Het bizarre is, dat de nota niet expliciet ingaat op de criticasters waartegen het zich denkt te verweren. In deze nota wordt gesproken over God (als een bepaalde vaststaande inhoud), maar wordt het gesprek met anderen niet aangegaan. Deze houding klemt des te meer, omdat de nota wel bedoeld lijkt om binnen de veilige muren van de eigen kerk tot allerlei gesprekken te leiden; daartoe worden in een slothoofdstuk, onder het kopje ‘pastorale handleiding’, zelfs enige gespreksvragen aangereikt; het versterkt de indruk dat men in Lunteren niet alleen het Opperwezen begrijpt, maar ook feilloos aanvoelt wat goed voor u is en wat wel en niet door de beugel kan.

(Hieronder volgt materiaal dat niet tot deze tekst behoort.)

PR #683, opened 2024-04-24
Fix reminder_text

superstar54:
Only observe to update the `reminder_text` if there is a setting panel.

### DIFF
--- a/src/aiidalab_qe/app/configuration/workflow.py
+++ b/src/aiidalab_qe/app/configuration/workflow.py
@@ -89,7 +89,7 @@ class WorkChainSettings(Panel):
             value="moderate",
         )
         self.properties = {}
-        self.reminder_texts = {}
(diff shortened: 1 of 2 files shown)


src/aiidalab_qe/app/configuration/workflow.py
```diff
@@ -89,6 +89,7 @@ def __init__(self, **kwargs):
             value="moderate",
         )
         self.properties = {}
+        self.reminder_texts = {}
```
AndresOrtegaGuerrero, line 92: what about `reminder_info` ? what do you think ?

superstar54: Sure, it works for me. I changed it to `reminder_info`.

AndresOrtegaGuerrero (approved):
LGTM!

PR #688, opened 2024-04-25
Add bumpver pre-commit

danielhollas:
This is the last piece in the release workflow.

 The newly added `bumpver_pre_commit.sh` script is configured to run automatically by bumpver
 before it creates the release commit.
 We check for common mistakes, such as making a release commit
 in a wrong branch, or trying to push to a wrong remote.
 
 For now, only two checks are implemented:

 1. Check that the current branch name matches either `release/*` or `support/*`

 2. Check that the remote `origin` is pointing to the origin repository,
    and not a fork. Note however that this assumes that `origin` is the default remote
    where new branches are pushed. If the user configured a different default remote,
    this check will not save them in the current implementation.

## Future work:
  - make sure the main branch is up-to-date with origin/main
  - make sure the HEAD commit was branched off of main branch,
    although this rule should only apply to `release/*` branches, not `support/*` branches
  - check what is the default push branch 

 It would be great if at least some of these checks were handled by bumpver itself:

 Restricting releases from branch: https://github.com/mbarkhau/bumpver/issues/198
 Restricting releases to specified remote: https://github.com/mbarkhau/bumpver/issues/234

### DIFF
--- a/bumpver_pre_commit.sh
+++ b/bumpver_pre_commit.sh
@@ -1,0 +1,59 @@
+#!/bin/bash
+
+# This script is configured to run automatically by bumpver
+# before it creates the release commit.
+# We check for common mistakes, such as making a release commit
+# in a wrong branch, or trying to push to a wrong remote.
+#
+# For now, only two checks are implemented:
+#
+# 1. Check that the current branch matches either release/* or support/*
+#
+# 2. Check that the remote 'origin' is pointing to the origin repository,
+#    and not a fork. Note however that this assumes that origin is the default remote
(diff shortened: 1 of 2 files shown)


superstar54 (approved):
Hi @danielhollas I looked it this morning. I am not very familiar with this. But LGTM!

danielhollas:
@superstar54 thanks for taking a look. Feel free to merge so you can test it while doing releases. 
I think you will want to recreate the rc2 release PR #701 anyway to pick up the most recent commits on main, so this might be a good opportunity for a test.

PR #695, opened 2024-04-28
use python API to setup code

superstar54:


superstar54:
This raises an error related to the thread, and I don't find a good solution for the moment.
```
Object '<DbUser at 0x7f08ab67a280>' is already attached to session '4' (this is '2')
```
Replaed this with #706 .

danielhollas:
I think the issue here might be that the User instanced is cached, so reloading the profile is not enough. You probably need to bust the cache manually somehow.

superstar54:
It seems that aside-core does not support creating a new session in a different thread.

danielhollas:
Maybe a question for @sphuber

unkcpz:
> It seems that aside-core does not support creating a new session in a different thread.

Exactly, we had a long discussion and struggling that we have to replace the direct use of aiida Node as trait for widgets to using UUID because of the similar problem.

De Heilige Schrift als enige bron
De belijdenis van de drie-enige God wordt tot tweemaal toe aangehaald, als de onomstotelijke kern van het christelijk geloof. Met verwijzing naar diverse bijbelteksten en naar de kerkorde artikel 1 lid 3: ‘Betrokken in Gods toewending tot de wereld, belijdt de kerk in gehoorzaamheid aan de Heilige Schrift, als enige bron en norm van de kerkelijke verkondiging en dienst, de drie-enige God, Vader, Zoon  en Heilige Geest.’ En zo stelt de nota, dit belijdend spreken is ook ‘nee’ zeggen: ‘De kerk wordt opgeroepen het belijden te toetsen bij het licht van de Heilige Schrift (cursivering in het orgineel).

De Heilige Schrift is niet alleen bron, maar ook norm. Dit betekent dat, waar het om verkondiging en dienst gaat, over God niet alles gezegd kan worden … ‘De kerk weert, wat haar belijden weerspreekt.’  Maar problematisch is nu juist, dat in onze huidige agnostische cultuur zulk stoer kerkelijk spreken in hoge mate betekenisloos is geworden. Het gegeven dat verreweg het grootste deel van de mensen aan zo’n belijdenis geen boodschap meer heeft, zal de kerkleiders van de PKN echter worst wezen. Men heeft God veilig in een doosje gestopt, waar ie alleen nog door enkele kerkmensen van de juiste snit te bewonderen zal zijn.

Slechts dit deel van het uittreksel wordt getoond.